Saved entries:
+ + + + +
PR #8337, opened 2024-09-25
Discover support for S3 fields

ps48:
### Description

Discover 2.0 support for S3 fields
This PR doesn't add fields to cache. 

### Issues Resolved

Screenshot:
Screenshot 2024-09-26 at 8 59 26 PM

Demo Video:

https://github.com/user-attachments/assets/04af2e2b-b531-4617-8c5d-06f761ec0964

## Changelog

- fix: Discover 2.0 support for S3 fields

### Check List

- [ ] All tests pass
  - [ ] `yarn test:jest`


src/plugins/data/common/osd_field_types/types.ts
```diff
@@ -93,3 +93,27 @@ export enum OSD_FIELD_TYPES {
   NESTED = 'nested',
   HISTOGRAM = 'histogram',
 }
+
+/** @public **/
+export enum OPENSEARCH_SQL_TYPES {
```
kavilla, line 98: nit: for consistency `OPENSEARCH_SQL_FIELD_TYPES`

src/plugins/data/common/osd_field_types/osd_field_types.ts
```diff
@@ -84,3 +84,43 @@ export const setOsdFieldOverrides = (newOverrides: { [key: string]: any } | unde
...
   return osdFieldOverrides;
 };
+
+/**
+ *  Mapping function from SQL_TYPES to OSD_FIELD_TYPES
+ *
+ *  @param {OPENSEARCH_SQL_TYPES} sqlType
+ *  @return {OSD_FIELD_TYPES}
+ */
+export function castSQLTypeToOSDFieldType(sqlType: OPENSEARCH_SQL_TYPES): OSD_FIELD_TYPES {
```
kavilla, line 94: this is one way did we want to consider making [OsdFieldType](https://github.com/opensearch-project/OpenSearch-Dashboards/blob/main/src/plugins/data/common/osd_field_types/osd_field_type.ts#L37) have an optional property like
```typescript
public readonly sqlTypes: readonly OPENSEARCH_SQL_FIELD_TYPES[];
```

src/plugins/data/common/osd_field_types/osd_field_types.ts
```diff
@@ -84,3 +84,43 @@ export const setOsdFieldOverrides = (newOverrides: { [key: string]: any } | unde
...
+  switch (sqlType) {
+    case OPENSEARCH_SQL_TYPES.BOOLEAN:
```
kavilla, line 96: Nice! i think we should add a section about this information in the reference area: https://github.com/opensearch-project/OpenSearch-Dashboards/tree/main/src/plugins/query_enhancements/public/query_editor/ppl_docs for sql or update these docs here: https://opensearch.org/docs/latest/search-plugins/sql/datatypes/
+ + + + +
◆ **WHAT TO DO**: Only lines holding the word "Screenshot" belong in the answer; copy all of them from the records.

◆ **SOLUTION**:
Screenshot:
Screenshot 2024-09-26 at 8 59 26 PM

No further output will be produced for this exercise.